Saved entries

____________________

PR #82, opened 2021-02-15
add sha256 hash to the lists

### LINKED ISSUE #10379: Add SHA-256 hashes to file lists in solc-bin

cameel:
Fixes ethereum/solidity#10379.

I'm just re-submitting #81 by @ssi91 as an internal PR so that it can pass all the PR checks.

### DIFF
--- a/bin/list.json
+++ b/bin/list.json
@@ -6,6 +6,7 @@
       "build": "commit.6ff4cd6",
       "longVersion": "0.1.1+commit.6ff4cd6",
       "keccak256": "0xd8b8c64f4e9de41e6604e6ac30274eff5b80f831f8534f0ad85ec0aff466bb25",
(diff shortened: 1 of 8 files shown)


cameel:
Good thing that we have that check actually. I rebased it on top of `gh-pages` and it now fails. And for a good reason - I forgot to rerun it to add sha256 checksums for the nightlies that got added in the meantime.

I'm re-running the update now.

chriseth (approved):

PR #85, opened 2021-03-12
README.md -> README.html on S3 sync

cameel:
A bare-bones markdown rendering for README.md. Not very pretty but still better than serving users a file for download.

### DIFF
--- a/.github/workflows/s3-mirror.yml
+++ b/.github/workflows/s3-mirror.yml
@@ -36,6 +36,11 @@ jobs:
         with:
           fetch-depth: 0
 
+      - name: Render README.md to HTML
+        run: |
+          pip install markdown
+          echo "<html><body>$(python -m markdown README.md)</body></html>" > README.html
+
       - name: Sync the S3 bucket
         run: |
           ./sync-s3.sh "$S3_BUCKET"


ekpyron (approved):

.github/workflows/s3-mirror.yml
```diff
@@ -36,6 +36,11 @@ jobs:
         with:
           fetch-depth: 0
 
+      - name: Render README.md to HTML
+        run: |
+          pip install markdown
+          echo "<html><body>$(python -m markdown README.md)</body></html>" > README.html
```
axic, line 42: Hmm, why doesn't that markdown package do the "html/body" wrapping, seems weird?

cameel: Well, its primary use case is being a library not a command-line tool, so I guess you would normally just embed it in a page you already have. The library does have some command-line options but I could not see anything to add the document wrapper around it. I tried `mistune` too but it produced very similar output, without the wrapper (at least by default).

I didn't want to dig too deep into that because I expect that we'll just replace it completely when we add the system that automatically lists available binaries. But if you think it's worthwhile I could try some other libs. For example [markdown-html-action](https://github.com/ZacJW/markdown-html-action) does not add these on its own (it only adds `doctype`) so apparently the library it uses does it automatically.

cameel: Well, its primary use case is being a library not a command-line tool, so I guess you would normally just embed it in a page you already have. The library does have some command-line options but I could not see anything to add the document wrapper around it. I tried `mistune` too but it produced very similar output, without the wrapper (at least by default).

I didn't want to dig too deep into that because I expect that we'll just replace it completely when we add the system that automatically lists available binaries. But if you think it's worthwhile I could try some other libs. For example [markdown-html-action](https://github.com/ZacJW/markdown-html-action) does not add these on its own (it only adds `doctype`) so apparently the library it uses does it automatically.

____________________

» **THE PROBLEM**
Transcribe each entry above exactly as it reads.

» **TASK OUTPUT**
PR #82, opened 2021-02-15
add sha256 hash to the lists

### LINKED ISSUE #10379: Add SHA-256 hashes to file lists in solc-bin

cameel:
Fixes ethereum/solidity#10379.

I'm just re-submitting #81 by @ssi91 as an internal PR so that it can pass all the PR checks.

### DIFF
--- a/bin/list.json
+++ b/bin/list.json
@@ -6,6 +6,7 @@
       "build": "commit.6ff4cd6",
       "longVersion": "0.1.1+commit.6ff4cd6",
       "keccak256": "0xd8b8c64f4e9de41e6604e6ac30274eff5b80f831f8534f0ad85ec0aff466bb25",
(diff shortened: 1 of 8 files shown)


cameel:
Good thing that we have that check actually. I rebased it on top of `gh-pages` and it now fails. And for a good reason - I forgot to rerun it to add sha256 checksums for the nightlies that got added in the meantime.

I'm re-running the update now.

chriseth (approved):

PR #85, opened 2021-03-12
README.md -> README.html on S3 sync

cameel:
A bare-bones markdown rendering for README.md. Not very pretty but still better than serving users a file for download.

### DIFF
--- a/.github/workflows/s3-mirror.yml
+++ b/.github/workflows/s3-mirror.yml
@@ -36,6 +36,11 @@ jobs:
         with:
           fetch-depth: 0
 
+      - name: Render README.md to HTML
+        run: |
+          pip install markdown
+          echo "<html><body>$(python -m markdown README.md)</body></html>" > README.html
+
       - name: Sync the S3 bucket
         run: |
           ./sync-s3.sh "$S3_BUCKET"


ekpyron (approved):

.github/workflows/s3-mirror.yml
```diff
@@ -36,6 +36,11 @@ jobs:
         with:
           fetch-depth: 0
 
+      - name: Render README.md to HTML
+        run: |
+          pip install markdown
+          echo "<html><body>$(python -m markdown README.md)</body></html>" > README.html
```
axic, line 42: Hmm, why doesn't that markdown package do the "html/body" wrapping, seems weird?

cameel: Well, its primary use case is being a library not a command-line tool, so I guess you would normally just embed it in a page you already have. The library does have some command-line options but I could not see anything to add the document wrapper around it. I tried `mistune` too but it produced very similar output, without the wrapper (at least by default).

I didn't want to dig too deep into that because I expect that we'll just replace it completely when we add the system that automatically lists available binaries. But if you think it's worthwhile I could try some other libs. For example [markdown-html-action](https://github.com/ZacJW/markdown-html-action) does not add these on its own (it only adds `doctype`) so apparently the library it uses does it automatically.

cameel: Well, its primary use case is being a library not a command-line tool, so I guess you would normally just embed it in a page you already have. The library does have some command-line options but I could not see anything to add the document wrapper around it. I tried `mistune` too but it produced very similar output, without the wrapper (at least by default).

I didn't want to dig too deep into that because I expect that we'll just replace it completely when we add the system that automatically lists available binaries. But if you think it's worthwhile I could try some other libs. For example [markdown-html-action](https://github.com/ZacJW/markdown-html-action) does not add these on its own (it only adds `doctype`) so apparently the library it uses does it automatically.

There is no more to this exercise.